Exercise instructions
Wherever a line in the records contains the word "really", return that line.

[[ Entries shown open ]]

PR #2576, opened 2021-09-30
[Draft] Set parameters result example

doisyg:
---

## Basic Info

| ------ | ----------- |
| Robotic platform tested on | Wyca's Elodie|

---

As discussed here https://github.com/ros-planning/navigation2/issues/956

### DIFF
--- a/nav2_smac_planner/src/smac_planner_2d.cpp
+++ b/nav2_smac_planner/src/smac_planner_2d.cpp
@@ -147,7 +147,7 @@ void SmacPlanner2D::configure(
 
   _raw_plan_publisher = node->create_publisher<nav_msgs::msg::Path>("unsmoothed_plan", 1);
 
-  // Add callback for dynamic parametrs
+  // Add callback for dynamic parameters
   dyn_params_handler = node->add_on_set_parameters_callback(
     std::bind(&SmacPlanner2D::dynamicParametersCallback, this, _1));
 
--- a/nav2_smac_planner/src/smac_planner_2d.cpp
+++ b/nav2_smac_planner/src/smac_planner_2d.cpp
@@ -147,15 +147,9 @@ void SmacPlanner2D::configure(
 
   _raw_plan_publisher = node->create_publisher<nav_msgs::msg::Path>("unsmoothed_plan", 1);
 
-  // Setup callback for changes to parameters.
-  _parameters_client = std::make_shared<rclcpp::AsyncParametersClient>(
-    node->get_node_base_interface(),
-    node->get_node_topics_interface(),
-    node->get_node_graph_interface(),
-    node->get_node_services_interface());
-
-  _parameter_event_sub = _parameters_client->on_parameter_event(
-    std::bind(&SmacPlanner2D::on_parameter_event_callback, this, _1));
+  // Add callback for dynamic parametrs
+  dyn_params_handler = node->add_on_set_parameters_callback(
+    std::bind(&SmacPlanner2D::dynamicParametersCallback, this, _1));
 
   RCLCPP_INFO(
     _logger, "Configured plugin %s of type SmacPlanner2D with "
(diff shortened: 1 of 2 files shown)


nav2_smac_planner/src/smac_planner_2d.cpp
```diff
@@ -340,45 +334,46 @@ nav_msgs::msg::Path SmacPlanner2D::createPlan(
   return plan;
 }
 
-void SmacPlanner2D::on_parameter_event_callback(
-  const rcl_interfaces::msg::ParameterEvent::SharedPtr event)
+rcl_interfaces::msg::SetParametersResult
+SmacPlanner2D::dynamicParametersCallback(std::vector<rclcpp::Parameter> parameters)
 {
+  auto result = rcl_interfaces::msg::SetParametersResult();
```
SteveMacenski, line 340: err, umm maybe `rcl_interfaces::msg::SetParametersResult result` instead? I think you've been writing some python code recently :wink:

nav2_smac_planner/src/smac_planner_2d.cpp
```diff
@@ -340,45 +334,46 @@ nav_msgs::msg::Path SmacPlanner2D::createPlan(
...
+  RCLCPP_INFO_STREAM(_logger, "Param callback, size: " << parameters.size());
```
SteveMacenski, line 341: Please replace with `RCLCPP_INFO` call instead using `%i`. Its a stylistic thing, I like to keep logging statements consistent within a project such that we can easily scan through code and not have to think too much. This is really simple, but that's how the creep starts :-)

SteveMacenski (changes requested):
LGTM, just small changes. Should we be doing anything to check if the event is a declaration (and to block an update in that case?)

nav2_smac_planner/src/smac_planner_2d.cpp
doisyg: hum, at least from cpp 11 using `auto` is pretty convenient, and I was just reproducing rclcpp style:
https://github.com/ros2/rclcpp/blob/d5ec2580805c3abd8b6fecaf3d09040e00e9f15e/rclcpp/src/rclcpp/parameter_service.cpp#L86
But no problem to use `rcl_interfaces::msg::SetParametersResult result` instead if you want

nav2_smac_planner/src/smac_planner_2d.cpp
doisyg: Debug artefact, removing it

doisyg:
> Should we be doing anything to check if the event is a declaration (and to block an update in that case?)

I believe registering the callback after all the declaration is enough, no ? Plus I don't see how to check if it is a declaration in this callback

nav2_smac_planner/src/smac_planner_2d.cpp
SteveMacenski: Do `rcl_interfaces::msg::SetParametersResult result;`, its more compact. Clearly whoever wrote that was thinking in python. Its the same thing without `auto` or `()`, making it more compact. There's no reason to use auto for the default constructor.

doisyg: :man_facepalming: nice catch, did not realize it. Will change at next push

doisyg:
> Into the on activate state transition? That way its definitely after parameter declarations (and this is via a network interface, it shouldn't be allowed in the inactive states). Probably belongs there anyway.

I did not think of this before, but indeed, that looks like the perfect place to put parameters callback registration. I guess the handler should be reset in the deactivate transition too. Changes pushed

SteveMacenski:
I didn't really think about it either until we started this discussion. Yeah, it should be reset in deactivate

SteveMacenski (approved):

[[ Entries shown closed ]]

Solution to the problem
SteveMacenski, line 341: Please replace with `RCLCPP_INFO` call instead using `%i`. Its a stylistic thing, I like to keep logging statements consistent within a project such that we can easily scan through code and not have to think too much. This is really simple, but that's how the creep starts :-)
I didn't really think about it either until we started this discussion. Yeah, it should be reset in deactivate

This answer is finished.